During an interview for the book release, she led a writer through her homey haven. They spent a lot of time admiring the antique Brus and Jumeaux.
“Did children really play with these? I don’t know. I can’t imagine,” Streisand is quoted as observing. “They’re so intricate. Look at the fabric on the muff,” she says, touching one appreciatively. “Many of them are automatons.”
Streisand then winds one up and it begins blowing bubbles. “Isn’t that something? I’d never seen one blow bubbles before. I found her in Paris. And look at this one—she knits!”
I find it touching that a movie mogul (who can be downright monstrous, I’ve learned) is still in touch with the little girl from Flatbush who had nothing but ambition and spunk. Her doll display is the literal translation of a dream come true. I think it is amazing.
And I think the Streisand rags-to-riches tale is particularly fitting for this Thanksgiving blog. Despite all of the economic woes and downturns, we’re seeing around us, one thing hasn’t been fundamentally transformed. America is still this world’s best hope.

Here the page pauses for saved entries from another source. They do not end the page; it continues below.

PR #6622, opened 2023-05-22
feat: show affordance in swap UI when we can't fetch usd quote

grabbou:
## Description

As per the PR title and following screenshots, show the tooltip and `-` instead of empty space when we can't fetch a USD quote.

Unfortunately, due to the fact that we're using hooks quite extensively and that `useUSDPrice` always returns an object, it required an additional boolean in order to differentiate between `undefined` (indicating no USD price due to the user not providing all the information yet - in this case, we don't show `-`) and `data` being undefined (indicating no USD price due to insufficient liquidity - show `-`).

I have also refactored the component while on it, to remove deprecated UI components (such as `DeprecatedBody`) and replaced whitespace with Figma-defined `sm` spacing.

## Screen capture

We’re still the land where immigrants flock to make their dreams reality, and we’re still a country where our citizens are encouraged to dream big and to make those visions come true. Remember, the “pursuit of happiness” is part of our historical blueprint.

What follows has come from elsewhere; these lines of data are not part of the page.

PR #6541, opened 2023-05-11
feat: permit2 e2e tests

just-toby:
## Description

Update the permit2 e2e tests to handle the new flow.

## Test plan
tests pass

### Automated testing

- [x] <s>Unit test N/A</s>
- [x] Integration/E2E test

PR #6624, opened 2023-05-22
fix: prevent race condition for swap state

just-toby:
## Description

This bug happens when the `ConfirmSwapModal` is dismissed before  the `swapCallback`  promise resolves.

When the bug happens, the state is set like this:
1. user proceeds normally and opens the `ConfirmSwapModal` -> `showConfirm` is true (set on L783)
2. `handleSwap` is called and triggers the `swapCallback` (L426). `showConfirm` is still true at this point
3. `handleConfirmDismiss` is called and `showConfirm` is set to `false`
4. `swapCallback` resolves and sets `showConfirm` to an outdated value (L428) which re-opens the modal

### Reproducing the error

1. see the [test results](https://github.com/Uniswap/interface/pull/6541) for the `swap/errors.test.ts` test suite - it's flaky because this race condition causes the modal to stay visible when it shouldn't

### QA (ie manual testing)

- [x] this change totally fixes flakiness in certain swap e2e tests (tested in other branches)
- [x] manually verified that the ConfirmSwapModal still works in the new permit2 flow with these changes

### Automated testing

- [x] Unit test N/A
- [x] Integration/E2E test (existing test flakiness in other PRs is fixed by this change)

### DIFF
--- a/src/pages/Swap/index.tsx
+++ b/src/pages/Swap/index.tsx
@@ -417,10 +417,20 @@ export function Swap({
     if (stablecoinPriceImpact && !confirmPriceImpactWithoutFee(stablecoinPriceImpact)) {
       return
     }
-    setSwapState({ attemptingTxn: true, tradeToConfirm, showConfirm, swapErrorMessage: undefined, txHash: undefined })
+    setSwapState((currentState) => ({
+      ...currentState,
+      attemptingTxn: true,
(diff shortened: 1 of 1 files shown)


zzmp (approved):

vm (approved):

tinaszheng:
nice fix!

That’s why, despite all of the bad news, I think we should all be thankful that we are Americans. And as doll collectors, we should be thankful that so many talented men and women choose to pursue their crafts and their art in this land.
I hope you all have a bountiful and beautiful holiday with your loved ones and your dolls. And if you are traveling, don’t let the big, bad TSA employees get you down. The tiny 3-year-old who had the videotaped meltdown a few days ago was egged on because her teddy bear had been seized and searched. I think it could just easily have been her American Girl doll or Disney Princess that was snatched away. The young tot’s toy was touched (inappropriately) and then she was grabbed for her physical pat-down. Pandemonium followed.

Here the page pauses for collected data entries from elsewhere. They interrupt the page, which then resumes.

PR #6523, opened 2023-05-10
docs(e2e): cypress README

zzmp:
## Description

Documents cypress testing:
- [x] Running e2e tests
- [x] Writing e2e tests
- [x] Working with hardhat
- [x] Best practices

## Test plan
- [x] N/A

PR #6625, opened 2023-05-23
fix: only remove expired transactions from updater

zzmp:
## Description

Instead of removing every tx except the latest from pending tx's, this removes tx's from pending tx's if they are expired (if they have a deadline) or are more than 6h old. This fixes flakiness in e2e tests, because it makes the transaction popup notification work reliably.

This is a hodge-podge PR, because flakiness wasn't so simple as a small fix:
- Logs and aliases requests to hardhat, and waits for them in swap tests
  This prevents flakiness by adding extra timeout time in case the hardhat node is backed up
- Improves popupList - a nop
  This isn't a cause of flakes, but I thought it was at one point, so I improved the impl/test
- Fixes the retry backoff logic in the transaction updater, and removes transactions based on age, not nonce
  With this fixed, I was also able to re-enable popup assertions in swap tests
- Disables video compression when uploading failures to Cypress
  This should help us identify sources of failures/flakes in the future

## Test plan

- Updated e2e tests to be more comprehensive, now that flaky behavior is fixed.

I'll continue to re-run this a few times to look for new flakes it may cause.
Some flakes are expected (there are still hardhat timeouts), and are caught early enough that they don't overly prolong the tests, so they can be ignored.


src/pages/Swap/index.tsx
```diff
@@ -410,53 +410,59 @@ export function Swap({
     allowance.state === AllowanceState.ALLOWED ? allowance.permitSignature : undefined
   )
 
-  const handleSwap = useCallback(() => {
+  const handleSwap = useMemo(() => {
```
zzmp, line 413: This is changed to `useMemo` so that we don't have a nop callback when it's not ready to render, but we just have `null`, and can disable the button based on that value.

cypress/e2e/swap/errors.test.ts
```diff
@@ -13,12 +13,16 @@ describe('Swap errors', () => {
...
-      // Attempt to swap.
-      cy.get('#swap-currency-output .token-amount-input').clear().type('1').should('have.value', '1')
+      // Enter amount to swap
+      cy.get('#swap-currency-output .token-amount-input').type('1').should('have.value', '1')
       cy.get('#swap-currency-input .token-amount-input').should('not.have.value', '')
+
+      // Submit transaction
       cy.get('#swap-button').click()
       cy.get('#confirm-swap-or-send').click()
+      cy.wait('@eth_estimateGas')
```
JFrankfurt, line 23: tell me about this

cypress.config.ts
```diff
@@ -9,6 +9,7 @@ export default defineConfig({
   chromeWebSecurity: false,
   experimentalMemoryManagement: true, // better memory management, see https://github.com/cypress-io/cypress/pull/25462
   retries: { runMode: 2 },
+  videoCompression: false,
```
JFrankfurt, line 12: what are the tradeoffs here? lower cpu utilization vs bandwidth cost? (are we charged for bandwidth?)

cypress/e2e/swap/errors.test.ts
```diff
@@ -29,32 +33,44 @@ describe('Swap errors', () => {
...
-      cy.hardhat().then((hardhat) => hardhat.mine(1, /* 10 minutes */ 1000 * 60 * 10)) // mines past the deadline
-      cy.get(getTestSelector('web3-status-connected')).should('not.contain', 'Pending')
-
-      // TODO(WEB-2085): Fix this test - transaction popups are flakey.
-      // cy.get(getTestSelector('transaction-popup')).contains('Swap failed')
+      cy.hardhat().then(async (hardhat) => {
+        // Remove the transaction from the mempool, so that it doesn't fail but it is past the deadline.
+        // This should result in it being removed from pending transactions, without a failure notificiation.
+        const transactions = await hardhat.send('eth_pendingTransactions', [])
+        console.log(transactions)
```
JFrankfurt, line 63: remove console.log

cypress/e2e/swap/errors.test.ts
```diff
@@ -74,41 +90,32 @@ describe('Swap errors', () => {
...
-        .type(AMOUNT_TO_SWAP.toString())
-        .should('have.value', AMOUNT_TO_SWAP.toString())
-      cy.get('#swap-currency-output .token-amount-input').should('not.have.value', '')
-      cy.get('#swap-button').click()
-      cy.get('#confirm-swap-or-send').click()
-      cy.get(getTestSelector('dismiss-tx-confirmation')).click()
-
-      // The pending transaction indicator should reflect the state.
+      // Submit 2 transactions
+      for (let i = 0; i < 2; i++) {
```
JFrankfurt, line 97: 😱 you're breaking your own rules mate!

imo this is an exception where it's prob ok

cypress/e2e/swap/swap.test.ts
```diff
@@ -37,33 +37,40 @@ describe('Swap', () => {
       cy.get('#swap-currency-input .token-amount-input').should('have.value', '')
     })
 
-    it('swaps ETH for USDC', () => {
+    it.only('swaps ETH for USDC', () => {
```
JFrankfurt, line 40:
```suggestion
    it('swaps ETH for USDC', () => {
```

src/lib/hooks/transactions/retry.ts
```diff
@@ -6,21 +6,15 @@ function waitRandom(min: number, max: number): Promise<void> {
...
- */
-class CancelledError extends Error {
-  public isCancelledError = true as const
-  constructor() {
-    super('Cancelled')
-  }
+/** Thrown if the function is canceled before resolving. */
+export class CanceledError extends Error {
+  name = 'CanceledError'
+  message = 'Retryable was canceled'
```
JFrankfurt, line 12: this diff seems fine but would have preferred it go in standalone

JFrankfurt: seems unrelated afaict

I don’t know what will come of these “enhanced searches,” but I know the lawsuits are already piling up. I can’t see them lasting beyond this Thanksgiving getaway season, but just think a child and her toy were the Paul Revere of this anti-screening movement. Her demand of “don’t touch me, leave me alone” was the catchphrase of weary and fed-up grown-up travelers everywhere. Talk about GI Joe: Real American Hero—here’s a real American Girl, a little modern-day heroine.
You see, dolls and their impact are everywhere!
Photo Captions
Before she became a worldwide force to be reckoned with, Streisand liked the simple lines of a sailor frock (top). That outfit became one of her trademarks. Today, many of the original Streisand costumes fetch high prices at auction.
“I worked on this doll very hard. The slit in the dress was at the back; it had to go on the side. The fabric—the bow had to be limp, it couldn’t be straight,” Barbra Streisand told Oprah Winfrey about the Mattel re-creation of the singer in her early performing days.